I didn't mean to be flip in the prior post, but I do think its a fact that the ETA movement was introduced by a division within Eterna, whether they chose the name ETA at random I do not know.


----------



## JimH (Jan 15, 2007)

wxman said:


> I didn't mean to be flip in the prior post, but I do think its a fact that the ETA movement was introduced by a division within Eterna, whether they chose the name ETA at random I do not know.


ETA AG was formed in 1932 as a subsidiary to Eterna and was a member of Ebauches SA. In 1982 all the remaining ebauches left in Ebauches SA were merged into ETA. Thus, through a process of merging & elimination, the only part of Ebauches SA left was ETA.

While it's logical to assume that the name ETA comes from ETernA the official ETA history makes no mention of this so it's still speculative. It may have had a different meaning to the originators but there is no one left who would know for sure.


----------



## SteveDodds (Sep 8, 2008)

Thanks for the answers. I had seen the letters ETA on here a lot and I was curios what everybody was talking about. Thanks.


----------



## wxman (Dec 11, 2006)

JimH said:


> ETA AG was formed in 1932 as a subsidiary to Eterna and was a member of Ebauches SA. In 1982 all the remaining ebauches left in Ebauches SA were merged into ETA. Thus, through a process of merging & elimination, the only part of Ebauches SA left was ETA.
> 
> While it's logical to assume that the name ETA comes from ETernA the official ETA history makes no mention of this so it's still speculative. It may have had a different meaning to the originators but there is no one left who would know for sure.

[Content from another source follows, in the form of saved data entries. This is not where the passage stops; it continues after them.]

PR #96, opened 2017-11-22
Support square brackets in field names

Notanotherdotcom:
Now supports showIf and requiredIf fields with names like skyscraper[0]name, skyscraper[1]name and so on in the same form.

This isn't useful in ProcessWire _at present_ since fieldnames can't contain brackets, but _is_ useful when I've been using PW as a framework/library and wanted to use inputfield dependencies in my frontend forms where I do have some array-based fieldnames.

Thought I'd submit it as it's a harmless change and might be useful in future or to someone else doing what I'm doing.

### DIFF
--- a/wire/templates-admin/scripts/inputfields.js
+++ b/wire/templates-admin/scripts/inputfields.js
@@ -177,6 +177,9 @@ function InputfieldDependencies($target) {
 
 		var $field = null;
 		var value;
+		
+		conditionField.replace('[', '\\[');
+        	conditionField.replace(']', '\\]');
 
 		consoleLog('getCheckboxFieldAndValue(see-next-line, ' + conditionField + ', ' + conditionSubfield + ')');
 		consoleLog(condition)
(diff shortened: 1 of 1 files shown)


Notanotherdotcom:
Apologies - example above should have been more like:

skyscraper[0][name]
skyscraper[1][name]

ryancramerdesign:
Pete, thanks, sounds like a worthwhile addition. But does this part work?
~~~~~~
conditionField.replace('[', '\\[');
conditionField.replace(']', '\\]');
~~~~~~
My understanding is that the replace() function returns a value, but doesn't modify the original string?

Notanotherdotcom:
You're absolutely right and they do nothing - I just tested it locally.

The bit that makes it work is actually the change on line 224 as that encapsulates the matched name in quotes so it knows that any square brackets within the name are part of the name string and not some sort of javascript sub-filter (my brain has drawn a blank trying to think of the correct term but hopefully you get what I mean :) ).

Interesting. I think I had a different take on the while question. In my mind, Eterna is credited with creating the ETA movement. So, the ETA name came from Eterna, I suppose the loose end you (rightly) bring up is whether ETA derives from the name Eterna. To me that would seem self-evident, but perhaps not.


----------



## Roland Ranfft (Mar 29, 2006)

Hi wxman,



> In my mind, Eterna is credited with creating the ETA movement.

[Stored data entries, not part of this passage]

PR #98, opened 2017-12-05
Fix if server doesn't have mb_convert_encoding available.

adrianbj:
Maybe this should also be committed to https://github.com/erusev/parsedown-extra ?

### DIFF
--- a/wire/modules/Textformatter/TextformatterMarkdownExtra/parsedown-extra/ParsedownExtra.php
+++ b/wire/modules/Textformatter/TextformatterMarkdownExtra/parsedown-extra/ParsedownExtra.php
@@ -1,4 +1,4 @@
-<?php 
+<?php
 
 #
 #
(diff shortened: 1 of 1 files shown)


adrianbj:
There might be more of a conversation required here regarding the availability of `mbstring` in general. It looks like in most cases throughout the core you do a check, like:

```
$length = function_exists('mb_strlen') ? mb_strlen($value) : strlen($value);
``` 
or

```
function _strlen($s) {
    return function_exists('mb_strlen') ? mb_strlen($s, '8bit') : strlen($s);
}
```

These are great and just what we need, but there are places where these checks don't exist, eg in Sanitizer.php:

```
		for($n = 0; $n < mb_strlen($value); $n++) {
			$c = mb_substr($value, $n, 1);
```

Also, as well as parsedown-extra (as this PR deals with), there are also unchecked calls to several `mb_` functions in Punycode.php. 

So my question is - do you want to make `mbstring` a requirement for PW, or do you want to add conditionals with fallbacks in all places?

matjazpotocnik:
> do you want to make mbstring a requirement for PW

+1

ryancramerdesign:
I think we should probably make mbstring a requirement. It is kind of essential. How common is it not to have available? I have run into one case in the last year, and thought it was odd at the time that it wasn't present. While I'd prefer for mbstring to be a requirement, if it's commonly not available, we might be better off substituting our own versions.

PR #99, opened 2017-12-09
Add support for repeater field for InputfieldPage

karltaidev:
The dynamic change function is not supported in repeater field. This fix provides support for it.

### DIFF
--- a/wire/modules/Inputfield/InputfieldPage/InputfieldPage.js
+++ b/wire/modules/Inputfield/InputfieldPage/InputfieldPage.js
@@ -9,7 +9,7 @@ function initInputfieldPage($this) {
 
 	// support for dependent selects
 	$this.find(".findPagesSelector").each(function() {
-
+		var $repeater = $this.parents('.InputfieldRepeaterItem');
 		var $t = $(this);
 		var selector = $t.val();
 		// if there is no "=page." present in the selector, then this can't be a dependent select
@@ -30,11 +30,12 @@ function initInputfieldPage($this) {
 
 			var part = parts[n];
 			var name = part.replace('=page.', '');
-			var $inputfield = $('#Inputfield_' + name);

Yes end no: In 1932 Swiss laws forced the separation of movement- 
and watch manufacturing, i.e. manufacturers were not allowed to
simultaneously sell ebauches or finished movements, and apply them 
in their own watches.

So the ebauche devision of Eterna was separated, but only financially.
Eterna and ETA continued to share the same factory building, and even
both moved into a new building in 1941. In 1944 both were still listed as
one company: ETA-Eterna.

Last not least, nothing more than a law was satisfied, while the narrow
cooperation never stopped. And in fact the most popular ETA movements
of today are genuine Eterna designs: The Eterna 1541 existed some 
5 years before it was launched as ETA 2824, and the Eterna 1504 two
years before it was renamed to ETA 2892.

Almost always new designs were first restricted to Eterna watches, before
they became avalable for competitors.

Regards, Roland Ranfft


----------



## Janne (Apr 16, 2007)

And one more ( sorry, guys, a very stupid one!) question about ETA.
Is it pronounced " E-Te-A" (three letters separately) or
Eta - one world?


----------



## alan141 (Oct 14, 2007)

Elegance Technology Accuracy.

Don't know if that's what it originally meant, but those are the words that are on their website...


----------



## lysanderxiii (Oct 4, 2006)

Janne said:


> And one more ( sorry, guys, a very stupid one!) question about ETA.
> Is it pronounced " E-Te-A" (three letters separately) or
> Eta - one world?


Either way, whichever way makes you happy.


----------